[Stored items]

Segment Open

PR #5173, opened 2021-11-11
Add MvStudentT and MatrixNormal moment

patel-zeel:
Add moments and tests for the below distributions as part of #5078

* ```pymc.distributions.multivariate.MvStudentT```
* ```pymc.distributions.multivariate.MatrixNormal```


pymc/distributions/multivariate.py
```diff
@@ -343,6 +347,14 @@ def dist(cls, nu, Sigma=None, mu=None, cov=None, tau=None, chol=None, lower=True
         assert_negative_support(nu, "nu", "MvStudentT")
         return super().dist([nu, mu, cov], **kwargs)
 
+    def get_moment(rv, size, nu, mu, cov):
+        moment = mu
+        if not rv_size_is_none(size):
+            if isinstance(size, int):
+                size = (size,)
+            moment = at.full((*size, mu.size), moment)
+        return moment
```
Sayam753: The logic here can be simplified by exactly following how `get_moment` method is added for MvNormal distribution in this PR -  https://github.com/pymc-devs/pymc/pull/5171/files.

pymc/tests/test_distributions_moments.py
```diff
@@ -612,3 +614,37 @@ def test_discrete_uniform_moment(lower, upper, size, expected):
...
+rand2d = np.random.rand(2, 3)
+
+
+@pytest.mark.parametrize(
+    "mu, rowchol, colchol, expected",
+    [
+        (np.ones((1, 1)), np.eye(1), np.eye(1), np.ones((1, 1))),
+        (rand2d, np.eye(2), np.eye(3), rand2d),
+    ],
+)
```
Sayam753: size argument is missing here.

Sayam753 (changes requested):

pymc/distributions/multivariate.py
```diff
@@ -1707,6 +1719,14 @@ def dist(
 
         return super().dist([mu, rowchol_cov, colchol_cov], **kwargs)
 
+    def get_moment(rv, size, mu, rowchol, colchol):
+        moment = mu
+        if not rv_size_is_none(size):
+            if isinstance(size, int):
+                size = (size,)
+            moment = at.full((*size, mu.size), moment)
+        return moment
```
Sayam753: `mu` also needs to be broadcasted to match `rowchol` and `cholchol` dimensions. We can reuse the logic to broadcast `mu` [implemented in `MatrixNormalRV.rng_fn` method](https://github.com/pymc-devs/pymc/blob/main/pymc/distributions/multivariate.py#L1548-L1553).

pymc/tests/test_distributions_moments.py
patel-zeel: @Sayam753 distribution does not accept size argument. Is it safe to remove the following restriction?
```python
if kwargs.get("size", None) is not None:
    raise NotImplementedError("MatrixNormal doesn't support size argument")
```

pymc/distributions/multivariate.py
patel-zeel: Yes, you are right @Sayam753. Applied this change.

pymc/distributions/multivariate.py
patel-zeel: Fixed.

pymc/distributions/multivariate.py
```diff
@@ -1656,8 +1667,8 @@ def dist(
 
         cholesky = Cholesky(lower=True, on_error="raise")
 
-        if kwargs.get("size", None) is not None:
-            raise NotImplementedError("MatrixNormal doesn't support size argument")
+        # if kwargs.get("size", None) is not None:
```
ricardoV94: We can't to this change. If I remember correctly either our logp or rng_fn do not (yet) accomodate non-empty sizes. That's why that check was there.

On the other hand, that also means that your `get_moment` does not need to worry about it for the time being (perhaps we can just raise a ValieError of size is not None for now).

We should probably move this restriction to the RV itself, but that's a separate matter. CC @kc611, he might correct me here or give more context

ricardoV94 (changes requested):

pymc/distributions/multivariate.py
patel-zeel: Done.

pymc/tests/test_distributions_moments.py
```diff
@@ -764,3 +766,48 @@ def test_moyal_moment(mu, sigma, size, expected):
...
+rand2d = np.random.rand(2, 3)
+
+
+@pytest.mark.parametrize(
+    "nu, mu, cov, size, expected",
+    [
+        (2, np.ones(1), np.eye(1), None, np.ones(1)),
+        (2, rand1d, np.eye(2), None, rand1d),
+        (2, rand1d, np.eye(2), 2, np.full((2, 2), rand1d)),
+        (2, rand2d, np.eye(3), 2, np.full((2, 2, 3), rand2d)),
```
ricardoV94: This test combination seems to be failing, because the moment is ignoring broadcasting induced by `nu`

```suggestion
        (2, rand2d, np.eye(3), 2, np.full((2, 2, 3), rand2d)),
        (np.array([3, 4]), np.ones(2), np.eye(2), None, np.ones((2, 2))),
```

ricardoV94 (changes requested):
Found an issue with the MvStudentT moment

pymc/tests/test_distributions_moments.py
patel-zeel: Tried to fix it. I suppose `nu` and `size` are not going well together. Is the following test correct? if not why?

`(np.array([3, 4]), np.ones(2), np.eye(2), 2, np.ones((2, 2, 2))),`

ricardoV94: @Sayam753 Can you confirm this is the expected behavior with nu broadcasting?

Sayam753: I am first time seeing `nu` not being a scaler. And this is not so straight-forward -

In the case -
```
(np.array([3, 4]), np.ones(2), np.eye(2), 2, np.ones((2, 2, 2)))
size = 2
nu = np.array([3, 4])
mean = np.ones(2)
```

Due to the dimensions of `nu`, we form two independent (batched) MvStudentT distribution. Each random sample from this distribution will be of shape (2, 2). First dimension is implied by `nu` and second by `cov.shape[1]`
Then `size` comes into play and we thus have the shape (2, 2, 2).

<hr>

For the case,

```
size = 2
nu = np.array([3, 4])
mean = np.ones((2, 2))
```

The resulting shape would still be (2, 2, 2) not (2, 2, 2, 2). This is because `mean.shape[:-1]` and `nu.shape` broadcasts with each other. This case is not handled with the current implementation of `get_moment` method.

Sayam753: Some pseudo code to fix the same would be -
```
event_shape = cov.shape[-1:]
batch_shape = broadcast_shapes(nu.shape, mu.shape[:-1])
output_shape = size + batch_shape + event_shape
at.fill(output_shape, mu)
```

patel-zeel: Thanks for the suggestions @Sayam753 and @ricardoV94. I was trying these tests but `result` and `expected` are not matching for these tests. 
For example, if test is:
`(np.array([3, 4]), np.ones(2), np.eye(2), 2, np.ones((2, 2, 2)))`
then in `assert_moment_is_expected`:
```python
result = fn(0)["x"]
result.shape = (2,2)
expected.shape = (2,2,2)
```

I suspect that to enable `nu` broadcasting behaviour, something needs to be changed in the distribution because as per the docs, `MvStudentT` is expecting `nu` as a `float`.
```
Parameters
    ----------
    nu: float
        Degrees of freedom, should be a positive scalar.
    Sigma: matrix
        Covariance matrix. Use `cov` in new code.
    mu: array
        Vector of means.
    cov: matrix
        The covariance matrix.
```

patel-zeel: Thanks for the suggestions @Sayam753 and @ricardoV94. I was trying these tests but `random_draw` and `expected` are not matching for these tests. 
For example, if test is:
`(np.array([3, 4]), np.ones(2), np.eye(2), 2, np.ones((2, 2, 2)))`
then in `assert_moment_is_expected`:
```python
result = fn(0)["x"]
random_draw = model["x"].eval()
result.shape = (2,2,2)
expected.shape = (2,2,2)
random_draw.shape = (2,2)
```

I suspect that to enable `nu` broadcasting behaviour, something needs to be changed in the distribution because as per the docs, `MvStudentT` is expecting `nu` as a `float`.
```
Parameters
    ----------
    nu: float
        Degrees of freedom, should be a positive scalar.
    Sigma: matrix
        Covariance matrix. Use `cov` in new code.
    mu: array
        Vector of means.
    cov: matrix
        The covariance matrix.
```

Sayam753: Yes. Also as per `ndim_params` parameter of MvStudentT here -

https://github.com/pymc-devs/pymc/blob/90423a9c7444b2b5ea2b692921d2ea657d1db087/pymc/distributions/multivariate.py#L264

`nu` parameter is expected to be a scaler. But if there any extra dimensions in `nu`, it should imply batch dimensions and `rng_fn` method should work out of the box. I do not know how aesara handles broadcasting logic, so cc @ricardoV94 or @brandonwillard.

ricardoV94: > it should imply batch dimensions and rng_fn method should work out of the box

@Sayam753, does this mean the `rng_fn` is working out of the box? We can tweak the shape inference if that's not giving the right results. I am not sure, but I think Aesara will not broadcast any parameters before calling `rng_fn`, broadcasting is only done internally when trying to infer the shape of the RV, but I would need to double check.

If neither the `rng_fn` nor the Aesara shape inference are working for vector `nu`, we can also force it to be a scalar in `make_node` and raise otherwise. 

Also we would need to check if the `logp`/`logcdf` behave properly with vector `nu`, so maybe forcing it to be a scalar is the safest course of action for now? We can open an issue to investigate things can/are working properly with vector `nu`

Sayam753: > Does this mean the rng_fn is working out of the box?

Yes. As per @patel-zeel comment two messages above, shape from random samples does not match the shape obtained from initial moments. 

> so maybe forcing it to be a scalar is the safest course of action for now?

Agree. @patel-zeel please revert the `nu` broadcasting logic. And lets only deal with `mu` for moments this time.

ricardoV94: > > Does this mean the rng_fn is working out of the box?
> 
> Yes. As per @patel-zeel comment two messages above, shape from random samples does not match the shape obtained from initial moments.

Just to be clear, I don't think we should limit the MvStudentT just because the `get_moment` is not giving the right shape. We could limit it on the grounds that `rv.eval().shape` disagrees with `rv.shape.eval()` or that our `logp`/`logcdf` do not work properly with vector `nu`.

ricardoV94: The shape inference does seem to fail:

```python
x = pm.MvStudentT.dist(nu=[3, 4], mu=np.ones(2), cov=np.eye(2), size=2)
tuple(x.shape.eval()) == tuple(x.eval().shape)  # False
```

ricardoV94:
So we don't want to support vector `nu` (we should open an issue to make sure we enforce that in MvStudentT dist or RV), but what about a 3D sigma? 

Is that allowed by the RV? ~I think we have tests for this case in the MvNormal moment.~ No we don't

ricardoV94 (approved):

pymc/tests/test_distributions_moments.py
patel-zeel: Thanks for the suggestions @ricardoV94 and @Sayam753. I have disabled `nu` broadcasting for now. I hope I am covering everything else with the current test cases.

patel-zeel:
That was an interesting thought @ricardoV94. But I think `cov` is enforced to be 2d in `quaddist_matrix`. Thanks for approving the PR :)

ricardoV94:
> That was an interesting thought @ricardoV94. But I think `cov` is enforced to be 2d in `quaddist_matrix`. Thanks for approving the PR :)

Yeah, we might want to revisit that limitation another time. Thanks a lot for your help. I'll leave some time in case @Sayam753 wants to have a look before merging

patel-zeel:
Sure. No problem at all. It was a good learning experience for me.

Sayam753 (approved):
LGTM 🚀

Segment Closed

→ To do:
Each line above where the word "imply" occurs should be copied out.

→ Written answer:
`nu` parameter is expected to be a scaler. But if there any extra dimensions in `nu`, it should imply batch dimensions and `rng_fn` method should work out of the box. I do not know how aesara handles broadcasting logic, so cc @ricardoV94 or @brandonwillard.
ricardoV94: > it should imply batch dimensions and rng_fn method should work out of the box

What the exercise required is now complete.